(Saved entries)
____
PR #8106, opened 2026-07-29
sync: fix DELETE and upsert replay for tables with composite PK

PThorpe92:
Fixes two bugs that break `pull()` on databases using composite or non-rowid primary keys.

## Bug 1: composite primary keys break upsert replay

```sql
CREATE TABLE z (x, y, z, PRIMARY KEY (x, y));
INSERT INTO z VALUES ('1', '2', '3');
-- client pull() fails:
-- Parse error: ON CONFLICT clause does not match any PRIMARY KEY or UNIQUE constraint
```

`pragma_table_info` reports `pk` as the column's **1-based position within the primary key**, but the replay generator treated it as a boolean flag (`pk == 1`). For a composite key only the first column was collected, so the generated upsert was `ON CONFLICT(x)` instead of `ON CONFLICT(x, y)`.

The generator now collects every column with `pk > 0` and sorts by the ordinal, so PK columns come out in declared key order: matching both the generated `ON CONFLICT`/`WHERE` clauses and the order the server encodes primary-key values on the wire. Column ids returned by the pragma are also validated (non-negative, contiguous) instead of being cast blindly.

## Bug 2: replaying a DELETE panics

```sql
CREATE TABLE q (x TEXT PRIMARY KEY, y UNIQUE, z UNIQUE);
INSERT INTO q VALUES ('1', '2', '3');
DELETE FROM q;
-- client pull() panics:
-- index out of bounds: the len is 0 but the index is 0
```

MVCC portable deletes carry no before image. The server already encodes the row's primary-key values in the delete op's portable extension, but the client discarded that record and then tried to build the delete arguments by indexing into the (empty) before image: an out-of-bounds panic.

The client now decodes the primary-key record from the delete extension and threads it through as `DatabaseTapeRowChangeType::Delete { key }`. Replay uses the key directly when present (it takes precedence over the local rowid, which can diverge from the remote's), falls back to the before image, and only uses the implicit rowid when the change carries no row identity at all. Every failure mode is a descriptive error now — no panics. Servers that don't send the projection keep working via the rowid fallback.

## Related hardening

- Prepared delete statements are cached per `(table, use_rowid)` instead of per table, since the query shape now varies per change.
- Both replay paths (tape and SQL-over-HTTP) report the same clear error when a delete has no row image and implicit rowids are disabled, instead of one of them silently deleting by an unpreserved rowid.
- The old delete branch of `replay_values` is unreachable and now says so explicitly; all deletes go through the new `replay_delete_values`.

### DIFF
--- a/sync/engine/src/database_replay_generator.rs
+++ b/sync/engine/src/database_replay_generator.rs
@@ -48,7 +48,7 @@ impl DatabaseReplayGenerator {
         change: &DatabaseTapeRowChange,
     ) -> Result<DatabaseRowMutation> {
         match &change.change {
-            DatabaseTapeRowChangeType::Delete { before } => Ok(DatabaseRowMutation {
+            DatabaseTapeRowChangeType::Delete { before, .. } => Ok(DatabaseRowMutation {
                 change_time: change.change_time,
                 table_name: change.table_name.to_string(),
                 id: change.id,
@@ -133,20 +133,7 @@ impl DatabaseReplayGenerator {
         }
         match change {
             DatabaseChangeType::Delete => {
-                if let Some(pk_column_indices) = info.pk_column_indices.as_ref() {
-                    let mut values = <crate::alloc::Vec<turso_core::Value> as TursoAllocExt>::new();
-                    for pk in pk_column_indices {
-                        let value = if info.rowid_alias_pk_column_index == Some(*pk) {
-                            turso_core::Value::from_i64(id)
-                        } else {
-                            std::mem::replace(&mut record[*pk], turso_core::Value::Null)
-                        };
-                        values.push(value);
-                    }
-                    values
-                } else {
-                    crate::alloc::vec![turso_core::Value::from_i64(id)]
-                }
+                unreachable!("DELETE replay values are built by replay_delete_values")
             }
             DatabaseChangeType::Insert => {
                 if let Some(pk) = info.rowid_alias_pk_column_index {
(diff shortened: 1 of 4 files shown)


sync/engine/src/database_replay_generator.rs
```diff
@@ -203,6 +190,78 @@ impl DatabaseReplayGenerator {
...
+    /// Whether a DELETE replay must fall back to the implicit rowid: only when
+    /// the change carries neither a primary-key projection nor a before image.
+    /// In that case the rowid is the row's only identity, so replaying it
+    /// requires rowid preservation.
+    pub(crate) fn delete_uses_rowid(
+        &self,
+        before: &[turso_core::Value],
+        key: Option<&[turso_core::Value]>,
+    ) -> Result<bool> {
+        if key.is_some() {
```
sivukhin, line 253: can portable logical log omit the key? If not - we can just raise error or something in such cases instead of falling back to some suboptimal behaviour.

ideally, we should use rowid only this is the PK. all other cases must be forbidden - we can fail I think because if user use fresh client & we deployed fresh server - this shouldn't happen, right?

sync/engine/src/database_replay_generator.rs
```diff
@@ -203,6 +190,78 @@ impl DatabaseReplayGenerator {
...
+        &self,
+        info: &ReplayInfo,
+        id: i64,
+        mut before: crate::alloc::Vec<turso_core::Value>,
+        key: Option<crate::alloc::Vec<turso_core::Value>>,
+    ) -> Result<crate::alloc::Vec<turso_core::Value>> {
+        if info.is_ddl_replay {
+            return Ok(<crate::alloc::Vec<turso_core::Value> as TursoAllocExt>::new());
+        }
+        if let Some(key) = key {
```
sivukhin, line 204: should we assert that exactly one from key and before is set?

sivukhin (approved):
____
## Work to be completed
In the lines above, find each one with "sync" and list it.

## Problem solution
sync: fix DELETE and upsert replay for tables with composite PK
--- a/sync/engine/src/database_replay_generator.rs
+++ b/sync/engine/src/database_replay_generator.rs
sync/engine/src/database_replay_generator.rs
sync/engine/src/database_replay_generator.rs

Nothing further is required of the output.